Mexico City – A court on Tuesday ordered an Argentine journalist and a Mexican news magazine to pay first lady Marta Sahagun a total of US$178,000 after determining that an article about the annulment of Sahagun’s first marriage caused her moral damage.
Judge Carlos Miguel Jimenez found that journalist Olga Wornot’s article in the February 2005 edition of Proceso magazine invaded Sahagun’s privacy and sought to personally damage her because it revealed intimate details of the marriage.
The article was accompanied by a copy of the annulment, whose publication “constitutes a legitimate intrusion into the intimate life of the complainant,” Jimenez said.
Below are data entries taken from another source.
PR #13, opened 2022-12-22
Update context manager to return a `NamedTuple`

thisac:
Updates the context manager so that it returns a `NamedTuple` instead of a regular tuple. This allows for easy access to the registers without having to always unpack the tuple on context enter.

```python
with circuit.context as reg:
    X(reg.q[0])
    RX(0.5, reg.q[1])
```

works as well as

```python
    X(q[0])
    RX(0.5, q[1])
```

### DIFF
--- a/dwave/gate/circuit.py
+++ b/dwave/gate/circuit.py
@@ -23,7 +23,6 @@ __all__ = [
 ]
 
 import copy
-from dwave.gate.utils import cached_property
 from types import TracebackType
 from typing import (
     TYPE_CHECKING,
@@ -33,6 +32,7 @@ from typing import (
     Hashable,
     List,
     Mapping,
+    NamedTuple,
     Optional,
     Sequence,
     Tuple,
@@ -47,6 +47,7 @@ from dwave.gate.registers.registers import (
     QuantumRegister,
     SelfIncrementingRegister,
 )
+from dwave.gate.utils import cached_property
 
 if TYPE_CHECKING:
     from dwave.gate.operations.base import Operation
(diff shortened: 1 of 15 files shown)


releasenotes/notes/context-returns-namedtuple-83bda2334a7fb8d1.yaml
```diff
@@ -0,0 +1,4 @@
+---
+upgrade:
```
thisac, line 2: @arcondello Not sure if this should be under `upgrade`, or something else (e.g., `fix` or `other`).

dwave/gate/circuit.py
```diff
@@ -231,7 +232,14 @@ def num_parameters(self) -> int:
 
     @property
     def context(self) -> CircuitContext:
-        """Circuit context used to apply operations to the circuit."""
+        """Circuit context used to apply operations to the circuit.
+
+        A ``NamedTuple`` is returned when entering the context, which contains the quantum and
```
randomir, line 237: I'd say the
```
:class:`dwave.gate.circuit.Registers`
```
is returned, not just a generic `namedtuple`.

releasenotes/notes/context-returns-namedtuple-83bda2334a7fb8d1.yaml
randomir: Quacks like a backwards-incompatible new feature (but not because of the `namedtuple`, but because you now return two registers instead of one). So, you can put two entries, one under `features` and one under `upgrade`. But if you want to keep it to one note, the upgrade one is better.

Also, it's nice to include actual upgrade instructions here, like "instead of `with .. as q: q[0]` use `with .. as reg: reg.q[0]`".

randomir (approved):
LGTM

releasenotes/notes/context-returns-namedtuple-83bda2334a7fb8d1.yaml
thisac: Ah, good point. Thanks!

The ruling did not find fault with Wornat’s facts.
Jimenez made the decision April 28, but it wasn’t released publicly until Tuesday evening in a statement by Sahagun’s lawyers.
It was not clear how much of the fine applied to each party.
In a statement late Tuesday night, Proceso said the case is far from closed.
“This is a first resolution and still has to be revised by higher courts,” the magazine said.
Wornot and her lawyers could not be reached for comment.
Sahagun has maintained that Wornat and Proceso published the annulment document for the sole purpose of attacking her personal reputation.
Fox took office in December 2000. His term expires in December.
Sahagun, whose sons are from a previous marriage, married Fox in 2001 and they have no children.
Weeks after the article on the marriage annulment appeared, Proceso began publishing excerpts of Wornot’s unfavorable book about Sahagun, titled “Cronicas Malditas,” or “Accursed Chronicles,” which was officially released in April 2005.
The book alleges that two of Sahagun’s three sons had used their connections to get preferential treatment on federal government work contracts during Fox’s administration.
Tuesday’s ruling comes more than a month after a separate civil judge ordered Wornat to remove from the book references to wrongdoing by one of the sons.
Fox has repeatedly defended his wife and her sons. Last year, he publicly lauded her for having the gumption to go after Wornat and Proceso in civil court.
Wornat first made a name for herself in Mexico in 2003 when she published “La Jefa,” or “The Boss,” an unauthorized biography of Sahagun that heavily criticized the first lady and her sons.